Al calorcillo de los últimos acontecimientos de rabiosa actualidad (del reparto de botijos en la Tripolitania a las mentirucas sobre el regateo con los chicos de boina y bomba) es habitual aplicar al Zapaterato, y por extensión a cierta izquierda exquisita que hace la ola, reparte bizcochos y peina las cejas, la máxima marxista (de Julius, no de Carlos) “estos son mis principios. Si no le gustan tengo otros” Craso error. El régimen tiene unos sólidos fundamentos éticos y morales adquiridos en las más reputadas asambleas preuniversitarias, en la inagotable fuente del maletín ideológico de la señorita Pepis, la autobiografía de Toro Sentado y la música de Supertamp y, por tanto, la razón de sus movimientos pendulares y trolas de speaker tombolero han de tener otra explicación.
Nosotros apostamos porque la estricta aplicación del principio de jerarquía normativa y un disciplinado uso de la restricción mental, justifican satisfactoriamente la conducta del zapaterismo global.
Respecto a lo primero, sí tenemos en cuenta que en la cúspide del corpus legal zapateriano se ubica la Ley del Embudo, no creemos necesario más explicaciones. En cuanto a la restricción mental, es decir, el acto de anfibología al que ya los comentaristas de santo Tomás del siglo XVI y lo casuistas posteriores… ¡Humm!, quizás sea mejor dejar de lado al Tomás ese y a los causagaitas y recurrir a un sencillo ejemplo para comprender en que consiste.

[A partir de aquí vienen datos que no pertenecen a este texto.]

PR #1055, opened 2019-10-16
Progressive loading of vtkjs viewport

### LINKED ISSUE #1051: Add progressive loading for Volume for MPR mode
Right now the user has to wait for Promise.all() for every image to be downloaded, parsed, decoded, and inserted into the volume before anything is rendered. This is unnecessary. Since we are forced to create the 3D volume buffer ahead of time anyway, we can start rendering it and just add the slice data into the volume as it comes in. We will need to make sure that re-rendering isn't triggered too often (e.g. not every slice) though so it's not too slow.

Overall we don't really care if the user can start interacting with the volume immediately, we just care that there is some indication that progress is occurring. Right now we just have a 'Loading...' which can take 15-20 seconds in some cases. This makes the user wonder if the app has crashed or something.

JamesAPetts:
Closes #1051

- Progressively load volumes in vtkjs. The volume and UI is still interactable whilst waiting on frames to come from the data source. The volume is re-loaded into the GPU every 20% of frames that are loaded.
- WWWC on viewport overlay correctly updates on change.
- Auto window level based on leveling of cornerstone viewport on mode switch.
- PT leveled from 0-5 SUV.


dannyrb:
@JamesAPetts is this ready for review?

extensions/vtk/src/OHIFVTKViewport.js
```diff
@@ -248,19 +253,50 @@ class OHIFVTKViewport extends Component {
...
+
+          // TODO: There must be a better way to do this.
+          // We do this so that if all the data is available the react-vtkjs-viewport
+          // Will render _something_ before the volumes are set and the volume
+          // Construction that happens in react-vtkjs-viewport locks up the CPU.
+          setTimeout(() => {
+            this.setState({
+              volumes: [volumeActor],
+            });
+          }, 200);
```
dannyrb: ☝️ 👉 👇 👈

JamesAPetts: I know, feel free to fix it!

extensions/vtk/src/LoadingIndicator.js
```diff
@@ -35,7 +35,8 @@ class LoadingIndicator extends PureComponent {
           <div className="imageViewerLoadingIndicator loadingIndicator">
             <div className="indicatorContents">
               <p>
-                Loading... <i className="fa fa-spin fa-circle-o-notch fa-fw" />{' '}
+                Reformatting...{' '}
```
swederik: Use the translation function for i18n, and remove that {' '} thing

extensions/vtk/src/OHIFVTKViewport.js
```diff
@@ -172,47 +172,53 @@ class OHIFVTKViewport extends Component {
       default:
         imageDataObject = getImageData(stack.imageIds, displaySetInstanceUid);
 
-        const loadImageDataPromise = loadImageData(imageDataObject);
+        //loadImageData(imageDataObject);
```
swederik: I guess you can remove this line

extensions/vtk/src/OHIFVTKViewport.js
```diff
@@ -248,19 +253,50 @@ class OHIFVTKViewport extends Component {
...
+      displaySetInstanceUid
+    );
+
+    this.setState(
+      {
+        paintFilterBackgroundImageData: imageDataObject.vtkImageData,
+        paintFilterLabelMapImageData: null, // TODO
+        percentComplete: 0,
+      },
+      () => {}
```
swederik: useless callback

extensions/vtk/src/OHIFVTKViewport.js
```diff
@@ -285,6 +321,56 @@ class OHIFVTKViewport extends Component {
...
+          if (percentComplete !== this.state.percentComplete) {
+            this.setState({
+              percentComplete,
+            });
+          }
+
+          // TODO -> Just do this higher up, call when loadImageData is first
+          // called and then do this once after all apis are made.
+          if (
+            this.props.viewportIndex === 0 &&
```
swederik: Why does viewportIndex matter?

extensions/vtk/src/utils/setMPRLayout.js
```diff
@@ -1,11 +1,21 @@
...
+  numColumns = 3
+) {
   return new Promise((resolve, reject) => {
     const viewports = [];
-    const numRows = 1;
-    const numColumns = 3;
     const numViewports = numRows * numColumns;
+
+    if (viewportPropsArray && viewportPropsArray.length !== numViewports) {
+      reject(
```
swederik: Can we reject with `new Error('viewportProps is supplied but its length is not equal to numViewports')` instead of just a string?

extensions/vtk/src/utils/setMPRLayout.js
```diff
@@ -42,3 +53,65 @@ export default function setMPRLayout(displaySet) {
     );
   });
 }
+
+/*
```
swederik: Just remove this instead of leaving a massive comment block

extensions/vtk/src/OHIFVTKViewport.js
JamesAPetts: Moved down here: https://github.com/OHIF/react-vtkjs-viewport/pull/56

extensions/vtk/src/utils/setMPRLayout.js
JamesAPetts: Oops!

JamesAPetts:
Addressed issues and removed RAF successfully.

Just need to wait for `react-vtkjs-viewport` to publish and I'll merge this.

PR #1059, opened 2019-10-17
Adding Percy Snapshot on VTK, PDF and Microscopy tests

mirnasilva:
Adding Percy Snapshot on VTK, PDF and Microscopy tests.


platform/viewer/cypress/support/commands.js
```diff
@@ -54,6 +54,21 @@ Cypress.Commands.add('openStudy', patientName => {
...
+ */
+Cypress.Commands.add('openStudyModality', modality => {
+  cy.initRouteAliases();
+  cy.visit('/');
+  cy.get('#modalities').type(modality);
+
+  cy.get('#studyListData > tr:nth-child(1)', { timeout: 5000 })
+    .contains(modality)
+    .click();
+});
```
dannyrb: Oh, this is neat :+1:

mirnasilva:
> Some issues clicking a study. Could be related to `onBlur` issue. I'll look into it:
> 
> * https://5033-44164233-gh.circle-artifacts.com/0/root/project/platform/viewer/cypress/screenshots/pwa/OHIFExtensionVTK.spec.js/OHIF%20VTK%20Extension%20--%20checks%20if%20VTK%20buttons%20are%20displayed%20on%20the%20toolbar%20--%20before%20all%20hook%20%28failed%29.png
> * https://5033-44164233-gh.circle-artifacts.com/0/root/project/platform/viewer/cypress/screenshots/pwa/OHIFExtensionMicroscopy.spec.js/OHIF%20Microscopy%20Extension%20--%20checks%20if%20series%20thumbnails%20are%20being%20displayed%20--%20before%20all%20hook%20%28failed%29.png

I noticed that it's failing only when we have more than 1 result. Could be a coincidence, but just in case I added a `.first()` to make sure we are clicking on the 1st result.

mirnasilva:
`VTK` test is failing, since `VTK toolbar` is not being displayed. If this behavior is intended, we may want to disable all `VTK` tests for now.

DONg1Ulsig

Once this is solved, PR_Checks should pass with success.

dannyrb:
I reverted the PR that was causing the build failure, but it seems we're getting a new one: [Example Image](https://5152-44164233-gh.circle-artifacts.com/0/root/project/platform/viewer/cypress/screenshots/pwa/OHIFExtensionVTK.spec.js/OHIF%20VTK%20Extension%20--%20checks%20if%20VTK%20buttons%20are%20displayed%20on%20the%20toolbar%20--%20before%20each%20hook%20%28failed%29.png)

platform/viewer/cypress.json
```diff
@@ -2,5 +2,9 @@
   "baseUrl": "http://localhost:3000",
   "video": false,
   "chromeWebSecurity": false,
+  "waitForAnimations": true,
```
dannyrb: Ooh. Didn't know this was a flag. Good catch.

platform/viewer/cypress/integration/common/OHIFCornerstoneToolbar.spec.js
```diff
@@ -216,26 +219,49 @@ describe('OHIF Cornerstone Toolbar', () => {
       .click();
 
     let expectedText = 'Img: 1 1/26';
-    cy.get('@viewportInfoBottomLeft').should('not.have.text', expectedText);
+    cy.get('@viewportInfoBottomLeft', { timeout: 15000 }).should(
```
dannyrb: Is there a reason these each need 15 second timeouts? That seems really high.

platform/viewer/cypress/integration/common/OHIFCornerstoneToolbar.spec.js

Imaginemos un adolescente español de la prehistoria (es decir, de los años cuarenta y cincuenta del pasado siglo) que estudia en un colegio de curas y le toca pasarse por el confesionario. Nuestro protagonista acaba de ver Gilda en el Cinema y aún se encuentra frenético por la contemplación de los despampanantes omóplatos de la estrellaza del celuloide mientras ronronea eso de put the blames on Papes, boy. Don Aniceto, el cura, primero le pregunta por asuntos banales y el zangolotino no tiene problemas en confesar los pecadillos veniales, pero como el pelota de Ramírez se ha chivado de su excursión cinematográfica, el mosén enseguida inquiere sobre pensamientos libidinosos y demás asuntos de la entrepierna, hasta finalizar con un gélido "¿y te has tocado?..." entonces es cuando nuestro héroe aplica la restricción mental: el señor cura me pregunta si YO me he tocado… quien ha realizado los movimientos sicalípticos-manuales ha sido la chacha del sexto izquierda, a cambio de una cajetilla de Chesterfield y unos pantys de naylon… ergo… le puedo contestar al señor cura, en estricta respuesta a su pregunta, sin faltar un ápice a la verdad y sin cometer pecado mortal, que YO NO me he tocado.
Pues esta depurada técnica es la que lleva aplicando con gran éxito de crítica y público la criatura antes conocida como ZP y acólitos para soltar trufas del tamaño de rinocerontes sin que se les mueva un músculo. Pajas mentales, en definitiva.